Kuujjuaq mayor ponders first year in office
"My biggest priority has been informing the population properly"
KUUJJUAQ — It’s been a little over a year since Tunu Napartuk was elected as mayor of Kuujjuaq, and his first year in office has been “one heck of a ride.”
Napartuk was elected Nov. 7, 2012, just four days before his fifth child, a baby daughter, was born.
“It was quite a big week,” he laughs. “But I still think the timing was right.”
Like politicians anywhere, community involvement was the major driver for Napartuk, 42, who used to lead the recreation department at the Kativik Regional Government.
And his past work experience has evidently shaped his focus as mayor.
“My biggest priority has been informing the population properly of all the activities happening in and around the community,” Napartuk said.
“My other priority was making sure that our youth were being looked after and given the opportunity to have activities.”
The Northern Village’s recreation department is “a lot more stable,” he said.

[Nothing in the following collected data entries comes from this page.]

PR #677, opened 2019-08-06
Add set_equivalence_ratio to SolutionArray objects

### LINKED ISSUE #604: Add `set_equivalence_ratio` to `SolutionArray` objects
Currently, the Python `SolutionArray` class has no equivalent of `ThermoPhase.set_equivalence_ratio`. A version of this function could be added to the `SolutionArray` class so that one can set the equivalence ratio to a range of values. This would make calculation of an adiabatic flame temperature curve very simple:
```py
states = ct.SolutionArray(gas, 100)
phi = np.arange(0, 2, 100)
states.set_equivalence_ratio(phi, 'CH4:1.0', 'O2:1.0, N2:3.76')
states.equilibrate('HP')
plt.plot(phi, states.T)
```

This function could also enable specifying a range of fuel and/or oxidizer compositions, in the case where a `dict` is used for the composition:
```py
states.set_equivalence_ratio(phi, {'CH4': np.linspace(0, 1, 100), 'H2': np.linspace(1, 0, 100)})
```

ischoegl:

Fixes #604

- Wrap `ThermoPhase.set_equivalence_ratio`, and check dimensions
- Add unit test

### DIFF
--- a/interfaces/cython/cantera/composite.py
+++ b/interfaces/cython/cantera/composite.py
@@ -565,6 +565,23 @@ class SolutionArray:
             self._phase.equilibrate(*args, **kwargs)
             self._states[index][:] = self._phase.state
 
+    def set_equivalence_ratio(self, phi, *args, **kwargs):
+        """
+        See `ThermoPhase.set_equivalence_ratio`
+
+        Note that *phi* either needs to be a scalar value or dimensions have
+        to be matched to the SolutionArray.
+        """
+
+        # broadcast argument shape
+        phi, _ = np.broadcast_arrays(phi, self._output_dummy)
+
+        # loop over values
+        for index in self._indices:
+            self._phase.state = self._states[index]
+            self._phase.set_equivalence_ratio(phi[index], *args, **kwargs)
+            self._states[index][:] = self._phase.state
+
     def collect_data(self, cols=('extra','T','density','Y'), threshold=0,
                      species='Y'):
         """
--- a/interfaces/cython/cantera/test/test_thermo.py
+++ b/interfaces/cython/cantera/test/test_thermo.py
@@ -1474,6 +1474,25 @@ class TestSolutionArray(utilities.CanteraTest):
         states.TP = np.linspace(400, 500, 5), 101325
         self.assertArrayNear(states.X.squeeze(), np.ones(5))
 
+    def test_set_equivalence_ratio(self):
+        states = ct.SolutionArray(self.gas, 8)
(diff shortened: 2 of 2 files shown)


interfaces/cython/cantera/composite.py
```diff
@@ -565,6 +566,30 @@ def equilibrate(self, *args, **kwargs):
...
+
+        Note that *phi* either needs to be a scalar value or dimensions have
+        to be matched to the SolutionArray.
+        """
+
+        # test arguments
+        if isinstance(phi, _numbers.Real):
+            phi = phi * np.ones(self._shape)
+        elif isinstance(phi, np.ndarray):
+            if phi.shape!=self._shape:
```
```suggestion
            if phi.shape != self._shape:
```

interfaces/cython/cantera/composite.py
```diff
@@ -565,6 +566,30 @@ def equilibrate(self, *args, **kwargs):
...
+                raise ValueError('Shape mismatch.')
+        else:
+            if len(phi)!=len(self._indices):
```
```suggestion
            if len(phi) != len(self._indices):
```

interfaces/cython/cantera/composite.py
```diff
@@ -565,6 +566,30 @@ def equilibrate(self, *args, **kwargs):
...
+                raise ValueError('Incompatible dimensions.')
```
speth: The alternative to this block is to use the same approach as is used in the state setting functions:
```python
    phi, _ = np.broadcast_arrays(phi, self._output_dummy)
```
This also allows things like broadcasting a `phi` array to a higher-dimensional `SolutionArray`, e.g. from 1xN to MxN.

speth (changes requested):
I had an alternative suggestion for mapping the input equivalence ratio to an array of the appropriate shape.

interfaces/cython/cantera/composite.py
ischoegl: NP. I was looking for something existing but obviously missed that one ...

interfaces/cython/cantera/composite.py
ischoegl: N/A.

interfaces/cython/cantera/composite.py
ischoegl: N/A.

ischoegl:
Done and pushed. Let's see whether unit tests do their job ...

ischoegl:
unit tests work ;)

speth (approved):

PR #680, opened 2019-08-06
Add write_hdf to SolutionArray objects

### LINKED ISSUE #679: [Enhancement] Add HDF output for SolutionArray objects
### Cantera version

2.5.0a3

### Operating System

All

### Python/MATLAB version

Python 3

### Expected Behavior

The Python-exclusive `SolutionArray` object should include options for efficient storage. HDF is widely used, offers compression, and allows for storage of multiple data sets in a single file.

### Actual Behavior

Currently, only output to CSV is provided (`cantera.SolutionArray.write_csv`), which is not space-efficient.

### Steps to reproduce
1. N/A

ischoegl:

Fixes #679 

- The commit implements saving of data extracted from SolutionArrays to HDF containers using pandas infrastructure.
- The method only works if the pandas module can be imported; an exception is only raised if the method is called without a working pandas installation.

A simple example for the intended use would be:
```python
# create SolutionArray and/or run some manipulations
states = ct.SolutionArray(gas, 10)
...

states.write_hdf('some_file.h5')
```


bryanwweber:
Does pandas require a particular HDF5 package? I don't think that's a default dependency of Pandas, but I could be wrong

ischoegl:
@bryanwweber ... it uses PyTables as backend. I keep a pretty sparse build tool chain, and apt-get install python3-pandas took care of everything. Haven't checked pip yet, but can look into this.

ischoegl:
PS: if this has legs, I am still planning on implementing unit tests, but wanted to get some feedback before getting into the CI settings.

interfaces/cython/cantera/composite.py
```diff
@@ -637,22 +647,68 @@ def collect_data(self, cols=('extra','T','density','Y'), threshold=0,
 
         return np.hstack(data), labels
 
-    def write_csv(self, filename, cols=('extra','T','density','Y'),
+    def write_csv(self, file_name, cols=('extra','T','density','Y'),
```
bryanwweber: I think this should remain `filename` to avoid problems with anyone who might be using the keyword arguments here. Filename can be considered one word 😄 Same applies to `write_hdf()`.

interfaces/cython/cantera/composite.py
```diff
@@ -637,22 +647,68 @@ def collect_data(self, cols=('extra','T','density','Y'), threshold=0,
...
+        """
+
+        # local import avoids explicit dependence of cantera on pandas
+        import pandas as pd
+
+        data, labels = self.collect_data(cols, *args, **kwargs)
+        return pd.DataFrame(data=data, columns=labels)
+
+    def write_hdf(self, file_name, cols=('extra','T','density','Y'),
+                  key='df', mode='a', append=False, complevel=5, *args, **kwargs):
```
bryanwweber: How did you pick this `complevel`? Why use the `a` file mode and not `w`? Can you document what happens to the `*args` and `**kwargs` arguments? Can you add spaces after the commas in the default argument for `cols`?

bryanwweber (changes requested):
I'm definitely in favor of this change, just some minor comments. I also don't think there's much to test here, since all of the functionality is either tested elsewhere (`collect_states()`) or part of the Pandas package, which we don't really need to test.

I'm also interested in how a `pip`-installed or `conda`-installed Pandas manages the HDF5 dependency.

interfaces/cython/cantera/composite.py
ischoegl: NP. had pep8 in mind and it wasn't a keyword. But will change as it follows precedent.

bryanwweber: A user can still use the argument as a keyword argument, even if there's no default value provided, i.e., this will work:

```python
states.write_csv(filename='states.csv')
```

The argument is mandatory, that's all.

interfaces/cython/cantera/composite.py
ischoegl: OK. Spaces aren't a problem: I am refraining from autopep8'ing the file, but will add the spaces wherever I can find them
* Regarding default values: I was trying to keep things in line with the pandas defaults. It may be cleaner to set them all to None, and construct a kwarg dictionary so it always defaults to pandas, no matter what they do. As an aside, the mid-range `complevel` was a decent compromise between compression and speed.
* `*args` and `**kwargs` are documented with `collect_data`, and was following the approach taken for `write_csv` ...

interfaces/cython/cantera/composite.py
ischoegl: ah. for some reason I have never used that. Thanks for pointing that out!

interfaces/cython/cantera/composite.py
ischoegl: PS: the append `a` mode is a good choice as you can open existing files and add new data (with a different key) at a later point without overwriting what's already there.

bryanwweber: re the spaces: This is a difference that @speth and I have for function arguments, I prefer to be more strict about following PEP8 where he's a little more flexible. I would say that code that you're adding/modifying, add them where it makes sense, but I wouldn't bother in other code. Where it makes sense = some combination of avoiding weird line breaks and following PEP8

re defaults: I think it would be better to default to the Pandas defaults with `None` values.

re `*args`: I meant document as being passed through to `collect_data()`, if that's what's happening to them (they could also be passed through to `pandas.write_hdf()`).

bryanwweber:
I forgot to mention in the review, there's a few places where `pandas` should be uppercase Pandas in the docstring.

interfaces/cython/cantera/composite.py
speth: I know it's not strictly PEP8-compliant, but my rationale for this specific case (literal tuple as an argument) is that I think it makes it easier to see the argument and its default value as a single unit (which I think is the point of the PEP8 recommendation of not having spaces around the `=` here), while adding the spaces inside the tuple makes it easier to misread elements of the tuple as being individual arguments to the function.

ischoegl: @speth and @bryanwweber ... I see both points, but they're conflicting. I do believe there is enough visual clue from `cols=(`, so I'm leaning towards PEP8. Will run with this until I hear otherwise.

ischoegl:
Alright. pip dependencies require `pandas` and `tables` (i.e. Pandas and PyTables). Docstring is updated accordingly.

ischoegl:
Ugh. Last push was autopep'd. Can revert if so desired.

speth:
Please do. It makes the intentional changes hard to see in the diff.

ischoegl:
> Please do. It makes the intentional changes hard to see in the diff.

done. thankfully the file was mostly compliant with autopep8's choices ;) ... unintentionally opened emacs from within a conda environment with an autopep8-on-save hook enabled.

interfaces/cython/cantera/composite.py
```diff
@@ -653,6 +664,60 @@ def write_csv(self, filename, cols=('extra','T','density','Y'),
             for row in data:
                 writer.writerow(row)
 
+    def to_pandas(self, cols=('extra', 'T', 'density', 'Y'),
+                  *args, **kwargs):
+        """
+        Returns the data specified by *cols* in a single Pandas DataFrame.
+
+        Additional arguments are passed on to `collect_data`. This method works
+        only with 1D SolutionArray objects and requires a working Pandas
```
speth: Reading the *pandas* documentation, it appears that the name is usually not capitalized.

interfaces/cython/cantera/composite.py
```diff
@@ -653,6 +664,60 @@ def write_csv(self, filename, cols=('extra','T','density','Y'),
...
+
+        Arguments *key*, *mode*, *append*, and *complevel* are mapped to
+        parameters for `pandas.DataFrame.to_hdf`; the choice `None` for *mode*,
+        *append*, and *complevel* results in default values set by Pandas.
+
+        Additional arguments (i.e. *args* and *kwargs*) are passed on to
+        `collect_data` via `to_pandas`; see `collect_data` for further
+        information. This method works only with 1D SolutionArray objects
+        and requires working installations of Pandas and PyTables. Use
+        pip or conda to install pandas and tables to enable this method.
```
```suggestion
        pip or conda to install pandas and pytables to enable this method.
```

interfaces/cython/cantera/composite.py
```diff
@@ -653,6 +664,60 @@ def write_csv(self, filename, cols=('extra','T','density','Y'),
...
+        the `to_pandas` method.
+
+        :param filename: name of the HDF container file; typical file extensions
+            are `.hdf`, `.hdf5` or `.h5`.
+        :param cols: A list of any properties of the solution being exported.
+        :param key: Identifier for the group in the container file.
+        :param mode: Mode to open the file {None,'a','w','r+}.
+        :param append: use less efficient structure that makes HDF entries
+            appendable or append to existing appendable HDF entry {None,True,False}.
+        :param complevel: Specifies a compression level for data {None,0-9}.
```
speth: If you really want to have spaces following commas, that should probably apply to the docstrings as well.

speth (changes requested):
I'm in favor of this addition. My only suggested changes relate to the docstrings for the new methods.

interfaces/cython/cantera/composite.py
ischoegl: pip installs PyTables as `pip install tables`, so the naming is not consistent, see [PyPI](https://pypi.org/project/tables/). Will leave this instance as is.

I figure this edit should clarify this:
```
        Additional arguments (i.e. *args* and *kwargs*) are passed on to
        `collect_data` via `to_pandas`; see `collect_data` for further
        information. This method works only with 1D SolutionArray objects
        and requires working installations of pandas and PyTables. Use
        pip or conda to install `pandas` and `tables` to enable this method.
```

interfaces/cython/cantera/composite.py
bryanwweber: Oh! My mistake then!

interfaces/cython/cantera/composite.py
speth: But conda calls it `pytables`, so perhaps the last sentence of this should be "These packages can be installed using pip (`pandas` and `tables`) or conda (`pandas` and `pytables`)."

ischoegl: No problem. I had originally cut & paste this from an error message raised by pandas, but your suggestion is much cleaner.

ischoegl:
@speth ... I just noticed that two issues you wanted to have addressed didn't make it into the last commit (I had taken care of it but the commit was lost). It is now fixed.

speth (approved):

ischoegl:
@bryanwweber ... if this looks good to you, could you approve so I can add HDF support to #687?

bryanwweber (approved):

The municipality now employs a recreation manager, two assistants and nine youth animators, who operate a schedule of sports activities out of the Kuujjuaq forum.
But Napartuk still faces daily challenges in his role; one of them is maintaining the town’s collaboration with so many committees and local organizations, in a community that is growing fast — he guesses the population has now hit 2,500.
Napartuk is at first quiet when asked about one of the major events to mark 2013; the March shooting death of Kuujjuaq policeman Steve Déry.
“It was a difficult moment,” he said. “The impact was something I’ve never experienced.”
But many in the community have lauded his leadership during the tragedy, after Napartuk coordinated a memorial service and invited the family of the shooter — who also died that day — to take part.
“In order to move on, it was important to have everyone there,” he said. “We felt like we needed a moment of peace, to mourn and have closure.”
Napartuk, who is fluent in Inuktitut, English and French, has often been called on to act as a regional spokesperson.
As one of only a few Nunavik leaders who speak French, Napartuk has taken part in meetings with the Quebec government; he welcomed Premier Pauline Marois to the community last September and translated during a dinner the community hosted for.
He also spoke at a recent conference in Quebec’s national assembly about Nunavik’s housing shortage.
“It’s an added responsibility,” he admits. “But I’m very lucky to speak it fluently, because it’s allowed me to get to know a lot more people.”
Napartuk calls his term as mayor an “ongoing project,” one he knows he may not see the fruits of for years.
He also tries to pace himself and leave room for his young family.
“I have to use them as an excuse sometimes to get out of the office,” he said. “Otherwise, I’d never leave.”